**How to complete this task:** Below are the records; give again exactly the line with "Since we usually", the line with "make sense to require it to be capitalized.", and each line that lies between them, and nothing besides.

Start of Source material

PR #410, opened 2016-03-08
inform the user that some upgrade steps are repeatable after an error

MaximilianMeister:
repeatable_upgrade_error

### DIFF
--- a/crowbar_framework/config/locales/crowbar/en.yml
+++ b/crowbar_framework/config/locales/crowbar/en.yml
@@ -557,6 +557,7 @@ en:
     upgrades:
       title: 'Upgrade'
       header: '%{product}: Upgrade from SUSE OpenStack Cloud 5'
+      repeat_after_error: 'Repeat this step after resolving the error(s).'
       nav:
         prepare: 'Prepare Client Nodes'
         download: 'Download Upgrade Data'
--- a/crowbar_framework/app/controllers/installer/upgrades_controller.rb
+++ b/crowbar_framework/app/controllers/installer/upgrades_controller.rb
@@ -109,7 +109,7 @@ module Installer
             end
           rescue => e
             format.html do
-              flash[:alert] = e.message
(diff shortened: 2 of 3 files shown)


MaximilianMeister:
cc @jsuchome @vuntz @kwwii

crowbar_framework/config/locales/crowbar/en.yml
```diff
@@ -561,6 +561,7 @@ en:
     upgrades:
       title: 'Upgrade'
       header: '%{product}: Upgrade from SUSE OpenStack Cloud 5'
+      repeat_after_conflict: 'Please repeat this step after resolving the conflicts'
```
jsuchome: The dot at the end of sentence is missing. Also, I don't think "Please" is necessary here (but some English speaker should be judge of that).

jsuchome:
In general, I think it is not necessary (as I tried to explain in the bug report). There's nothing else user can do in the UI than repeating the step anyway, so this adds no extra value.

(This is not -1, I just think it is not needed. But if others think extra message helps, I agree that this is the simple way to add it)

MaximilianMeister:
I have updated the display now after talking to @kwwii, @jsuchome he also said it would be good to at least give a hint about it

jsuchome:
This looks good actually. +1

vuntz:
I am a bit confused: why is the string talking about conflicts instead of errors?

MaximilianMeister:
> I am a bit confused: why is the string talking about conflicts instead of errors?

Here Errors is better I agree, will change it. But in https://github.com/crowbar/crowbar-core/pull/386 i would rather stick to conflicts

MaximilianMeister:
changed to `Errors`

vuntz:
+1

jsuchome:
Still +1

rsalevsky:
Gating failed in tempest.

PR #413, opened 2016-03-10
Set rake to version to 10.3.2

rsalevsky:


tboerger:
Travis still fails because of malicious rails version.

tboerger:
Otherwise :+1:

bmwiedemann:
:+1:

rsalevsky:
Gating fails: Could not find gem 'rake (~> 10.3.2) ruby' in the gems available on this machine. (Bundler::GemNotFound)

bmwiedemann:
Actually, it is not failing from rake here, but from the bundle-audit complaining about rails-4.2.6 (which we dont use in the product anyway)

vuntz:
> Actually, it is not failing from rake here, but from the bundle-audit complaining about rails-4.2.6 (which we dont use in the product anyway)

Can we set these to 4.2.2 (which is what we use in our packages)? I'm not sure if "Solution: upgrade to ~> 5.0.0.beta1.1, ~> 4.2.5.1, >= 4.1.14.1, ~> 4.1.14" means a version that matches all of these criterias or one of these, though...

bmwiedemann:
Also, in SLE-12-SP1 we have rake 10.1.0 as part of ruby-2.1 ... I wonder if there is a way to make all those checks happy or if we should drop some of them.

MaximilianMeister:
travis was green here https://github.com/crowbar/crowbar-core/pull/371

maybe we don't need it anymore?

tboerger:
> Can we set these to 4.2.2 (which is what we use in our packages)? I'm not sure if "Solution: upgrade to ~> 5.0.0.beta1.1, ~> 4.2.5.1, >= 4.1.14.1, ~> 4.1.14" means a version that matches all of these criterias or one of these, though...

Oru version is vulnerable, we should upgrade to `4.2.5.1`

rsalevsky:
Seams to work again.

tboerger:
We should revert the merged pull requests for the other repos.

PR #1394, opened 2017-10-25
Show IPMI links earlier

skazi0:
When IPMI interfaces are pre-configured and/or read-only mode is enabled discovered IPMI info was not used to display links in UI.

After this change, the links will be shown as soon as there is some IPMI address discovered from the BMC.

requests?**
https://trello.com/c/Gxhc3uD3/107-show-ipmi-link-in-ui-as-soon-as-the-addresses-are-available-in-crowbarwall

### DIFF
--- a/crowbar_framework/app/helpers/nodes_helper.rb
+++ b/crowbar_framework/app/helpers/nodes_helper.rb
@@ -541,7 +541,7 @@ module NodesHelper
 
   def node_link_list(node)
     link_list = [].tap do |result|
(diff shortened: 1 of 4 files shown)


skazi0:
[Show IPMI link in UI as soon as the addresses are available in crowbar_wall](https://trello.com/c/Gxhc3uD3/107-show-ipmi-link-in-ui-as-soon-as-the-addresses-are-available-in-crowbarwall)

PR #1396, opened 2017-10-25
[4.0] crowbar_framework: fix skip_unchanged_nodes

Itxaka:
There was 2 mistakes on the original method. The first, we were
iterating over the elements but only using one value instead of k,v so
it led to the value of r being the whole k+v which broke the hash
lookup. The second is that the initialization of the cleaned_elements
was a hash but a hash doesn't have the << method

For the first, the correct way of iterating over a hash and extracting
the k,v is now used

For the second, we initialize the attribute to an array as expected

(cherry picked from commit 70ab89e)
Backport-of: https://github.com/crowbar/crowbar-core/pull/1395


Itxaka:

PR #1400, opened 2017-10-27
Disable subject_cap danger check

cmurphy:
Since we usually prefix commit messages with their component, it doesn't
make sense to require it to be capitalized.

End of Source material
Start of Source material

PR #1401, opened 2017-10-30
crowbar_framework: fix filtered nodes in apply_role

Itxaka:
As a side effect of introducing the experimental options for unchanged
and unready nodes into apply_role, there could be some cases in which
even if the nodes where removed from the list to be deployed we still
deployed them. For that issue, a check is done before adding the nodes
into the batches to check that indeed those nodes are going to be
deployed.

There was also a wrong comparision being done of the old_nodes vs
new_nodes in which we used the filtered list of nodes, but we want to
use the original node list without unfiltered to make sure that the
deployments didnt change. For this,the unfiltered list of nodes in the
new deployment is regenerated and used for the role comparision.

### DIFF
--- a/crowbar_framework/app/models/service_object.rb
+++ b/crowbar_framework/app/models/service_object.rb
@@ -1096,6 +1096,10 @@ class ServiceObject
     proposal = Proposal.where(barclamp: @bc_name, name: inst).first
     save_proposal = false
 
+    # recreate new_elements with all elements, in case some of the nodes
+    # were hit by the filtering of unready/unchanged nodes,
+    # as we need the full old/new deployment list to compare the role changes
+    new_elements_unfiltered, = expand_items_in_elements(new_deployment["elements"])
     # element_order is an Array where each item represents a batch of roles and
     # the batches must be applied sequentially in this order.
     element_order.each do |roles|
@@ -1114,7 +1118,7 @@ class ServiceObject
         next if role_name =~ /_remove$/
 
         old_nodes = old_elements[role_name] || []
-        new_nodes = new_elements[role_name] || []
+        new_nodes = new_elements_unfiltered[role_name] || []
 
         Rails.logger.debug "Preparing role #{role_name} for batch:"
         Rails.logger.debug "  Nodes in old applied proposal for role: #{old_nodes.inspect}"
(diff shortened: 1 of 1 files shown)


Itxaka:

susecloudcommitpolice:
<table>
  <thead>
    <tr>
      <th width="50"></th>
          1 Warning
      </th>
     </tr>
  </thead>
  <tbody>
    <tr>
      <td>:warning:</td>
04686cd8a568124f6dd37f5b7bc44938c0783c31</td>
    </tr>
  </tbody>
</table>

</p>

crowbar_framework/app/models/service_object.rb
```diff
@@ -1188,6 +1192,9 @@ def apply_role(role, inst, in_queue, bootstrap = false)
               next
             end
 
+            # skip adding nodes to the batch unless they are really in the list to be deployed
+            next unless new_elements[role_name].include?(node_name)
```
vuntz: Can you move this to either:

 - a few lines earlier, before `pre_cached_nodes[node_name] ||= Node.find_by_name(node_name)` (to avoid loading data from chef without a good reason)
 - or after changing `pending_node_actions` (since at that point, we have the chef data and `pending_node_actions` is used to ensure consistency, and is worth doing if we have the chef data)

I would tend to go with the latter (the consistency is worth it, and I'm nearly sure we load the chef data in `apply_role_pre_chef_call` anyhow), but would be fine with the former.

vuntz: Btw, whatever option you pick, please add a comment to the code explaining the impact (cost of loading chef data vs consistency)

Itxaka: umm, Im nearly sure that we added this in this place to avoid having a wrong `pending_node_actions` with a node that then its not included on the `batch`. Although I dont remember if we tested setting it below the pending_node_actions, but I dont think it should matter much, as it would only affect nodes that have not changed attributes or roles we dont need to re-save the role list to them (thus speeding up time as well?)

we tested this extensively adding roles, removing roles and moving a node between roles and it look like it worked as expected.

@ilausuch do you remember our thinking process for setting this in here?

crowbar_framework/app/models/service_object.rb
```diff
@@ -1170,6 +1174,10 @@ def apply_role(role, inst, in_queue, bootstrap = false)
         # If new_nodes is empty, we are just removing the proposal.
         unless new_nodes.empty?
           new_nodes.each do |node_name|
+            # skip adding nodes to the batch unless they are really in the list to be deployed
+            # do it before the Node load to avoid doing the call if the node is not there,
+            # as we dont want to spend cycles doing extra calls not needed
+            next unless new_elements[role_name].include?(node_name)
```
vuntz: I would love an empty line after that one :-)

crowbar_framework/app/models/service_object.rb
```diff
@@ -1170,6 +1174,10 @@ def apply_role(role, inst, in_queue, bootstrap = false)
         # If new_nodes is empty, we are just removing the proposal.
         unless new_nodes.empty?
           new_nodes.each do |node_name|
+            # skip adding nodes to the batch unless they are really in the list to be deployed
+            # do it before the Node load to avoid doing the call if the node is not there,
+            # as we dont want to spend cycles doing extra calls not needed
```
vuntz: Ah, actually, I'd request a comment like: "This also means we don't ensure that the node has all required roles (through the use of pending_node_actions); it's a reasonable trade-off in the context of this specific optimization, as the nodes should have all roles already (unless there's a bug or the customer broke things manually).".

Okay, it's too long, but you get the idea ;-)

End of Source material

**Exercise output:**
Since we usually prefix commit messages with their component, it doesn't
make sense to require it to be capitalized.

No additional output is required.